It's drive ratio is 4.4:1. Wheel circumference of 1.91m (I am aiming around for 120kph top speed)

The controller can deliver +50% of the battery pack voltage to the motor so I'm hoping that's enough for the top speed.

I'm guessing the whole thing will weigh around 180kg + 90kg monkey.

I've had a look at some of the EV calc spreadsheets... Too complex for me... Is there a simpler one or can someone please enlighten me?

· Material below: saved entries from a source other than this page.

PR #14491, opened 2022-04-15
Added newsletter from address verification

kevinansfield:
refs https://github.com/TryGhost/Team/issues/1498
refs https://github.com/TryGhost/Team/issues/584

With `membersFromAddress` being removed in favor of separate from addresses for each newsletter the verification flow needs to be moved too.

This also addresses problems with the existing verification flow where the emailed link was pointing directly at an API route resulting in poor experience when the process is unsuccessful. With this new flow there's no specific endpoint for triggering an email change, instead a verification will be triggered as needed when creating/updating a newsletter with `meta` data inserted in the response for clients to inform users as needed. The email also links to an Admin endpoint rather than an API endpoint providing a smoother confirmation flow.

- updated `newsletter` service so the index exports an instance
  - follows the more common pattern for services
  - keeps dependency injection in one place so it's not necessary to re-specify the injected dependencies everywhere the service is consumed
- added `add` and `edit` methods to `NewsletterService` class
  - accepts same arguments as `NewsletterModel.add/edit`
  - if the supplied `sender_email` attribute requires verification the attribute is stripped before saving, a verification email is triggered, and a `meta: {sent_email_verification: ['sender_email']}` property is added to the response
  - email verification contains a link to Admin, eg https://yoursite.com/ghost/#/settings/members-email/?verifyEmail=token with the token containing the id of the newsletter that's being updated, the new email value, and the changed property name
- updated `newsletters` API so it uses the `NewsletterService.add/edit` methods that contain the verification email trigger business logic
- added `PUT /newsletters/verifications/` endpoint
  - accepts `{token: 'xyz'}` in the body, this request is triggered by Admin when the confirmation link is loaded
  - extracts data from the single-use token, then uses the `id`, `property`, and `value` data to edit the newsletter completing the update of the email address

TODO:
- [x] add/edit tests
- [x] verification tests

### DIFF
--- a/core/server/api/canary/newsletters.js
+++ b/core/server/api/canary/newsletters.js
@@ -5,6 +5,7 @@ const errors = require('@tryghost/errors');
 const messages = {
     newsletterNotFound: 'Newsletter not found.'
 };
+const newslettersService = require('../../services/newsletters');
 
 module.exports = {
     docName: 'newsletters',
@@ -53,7 +54,7 @@ module.exports = {
         statusCode: 201,
         permissions: true,
         async query(frame) {
-            return models.Newsletter.add(frame.data.newsletters[0], frame.options);
+            return newslettersService.add(frame.data.newsletters[0], frame.options);
         }
     },
 
@@ -71,7 +72,19 @@ module.exports = {
         },
         permissions: true,
         async query(frame) {
-            return models.Newsletter.edit(frame.data.newsletters[0], frame.options);
+            return newslettersService.edit(frame.data.newsletters[0], frame.options);
+        }
+    },
+
+    verifyEmailUpdate: {
+        permissions: {
+            method: 'edit'
+        },
+        data: [
+            'token'
+        ],
+        async query(frame) {
+            return newslettersService.verifyAndUpdateEmail(frame.data.token);
         }
     }
 };
--- a/core/server/api/canary/newsletters.js
+++ b/core/server/api/canary/newsletters.js
@@ -76,7 +76,7 @@ module.exports = {
         }
     },
 
-    verifyEmailUpdate: {
+    verifyPropertyUpdate: {
         permissions: {
             method: 'edit'
         },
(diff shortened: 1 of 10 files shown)


ErisDS:
I have some comments on naming 😬  ref: [API design docs](https://www.notion.so/ghost/API-Core-c7f1926386304eedb3d8fd4304bfecf8)

- endpoint names should be snake_case not kebab
- endpoint names should be nouns wherever possible :) 


Suggestions: 

`PUT /newsletters/emails/`
`PUT /newsletters/verifications/`
`PUT /newsletters/from_address/`


Any of these or similar would be fine, depends on how you think about the resource that you're operating on. 

In terms of existing patterns in the API that relate to this

`router.put('/authentication/passwordreset'` is 👍 
`router.post('/authentication/invitation'`  is 👍 (although plural would prob be even better)
`router.post('/authentication/reset_all_passwords'` is 👎 

Also (I've spent way to long looking at the request and response bodies of all our endpoints recently haha) if we have no strong use-case for a response body from the endpoint, I am heavily in favour of setting `statusCode: 204` for any custom endpoint that does a thing and reports OK or errors. I can't quite tell from the PR if there's a real need for returning the edit response?

kevinansfield:
> I have some comments on naming 😬 ref: [API design docs](https://www.notion.so/ghost/API-Core-c7f1926386304eedb3d8fd4304bfecf8)

👍 I'll update to `PUT /newsletters/verifications/`. The token contains the property name and the new value so it's a fairly generic property/value verification process.

> I can't quite tell from the PR if there's a real need for returning the edit response?

The response is by the Admin as it lets it update it's internal store with the newly updated data. Clients can't read the data from the token, all they knows is that it needs to send it to the API to get the updated newsletter in response. An alternative would be returning something minimal with the `id` of the newsletter so the client can re-fetch it to get the updated version 🤔

ErisDS:
Ok, that all makes sense to me :)

matthanley (approved):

How far & how fast will it go?


----------



## mattW (Sep 14, 2007)

I'm guessing about an 18 mile (30km) range at 100Wh/mile (+ or - 20%) to 80% DoD and a top speed pretty close to your goal. I'm aiming at 100km/h with my 72V 300A pancake motor.


----------



## jimbo-m (Mar 10, 2009)

Thanks, I was hoping for around 20km @ 50% dod. should be close...


----------



## zig06 (Aug 3, 2008)

Sounds like a cool project, got any pictures that you can share?


----------



## jimbo-m (Mar 10, 2009)

Finally got some pics of it.

The copper isn't properly polished yet and also uninsulated. I'll probably use an epoxy resin to insulate it.

The motor doesn't have it's copper bits yet. I have not made an engine mount either... I am still saving for a MIG welder.


----------



## Grant_NZ (May 28, 2008)

cool looking bike, should try and join the hog club  Imagine the flak..

Hows the Morris Ute coming on?


----------



## jimbo-m (Mar 10, 2009)

Yeah, a wee range problem though as far as touring goes.

The ute is still needing restore work for now... gotta get it running and paperwork sorted.


----------